PR #510, opened 2018-07-11
KIALI-1129 Show virtuals services in a table within service details page

xeviknal:
Here you have the update:

screenshot of kiali console

Let me point something:
- I would like to hear from you about the columns shown in the table. Which would be the meaningful ones?
- Values in name column aren't links. They will be added into [KIALI-1130](https://issues.jboss.org/browse/KIALI-1130)

cc @kiali/ux-reviewers

### DIFF
--- a/src/pages/ServiceDetails/ServiceInfo/ServiceInfoVirtualServices.tsx
+++ b/src/pages/ServiceDetails/ServiceInfo/ServiceInfoVirtualServices.tsx
@@ -70,6 +70,16 @@ class ServiceInfoVirtualServices extends React.Component<ServiceInfoVirtualServi
           cell: {
             formatters: [this.cellFormat]
           }
+        },
+        {
+          property: 'actions',
+          header: {
+            label: 'Actions',
+            formatters: [this.headerFormat]
+          },
+          cell: {
+            formatters: [this.cellFormat]
+          }
         }
       ]
     };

WHAT IS BEING ASKED: Look over the listing above and copy each line that contains "ServiceDetails".

OUTPUT BELOW:
--- a/src/pages/ServiceDetails/ServiceInfo/ServiceInfoVirtualServices.tsx
+++ b/src/pages/ServiceDetails/ServiceInfo/ServiceInfoVirtualServices.tsx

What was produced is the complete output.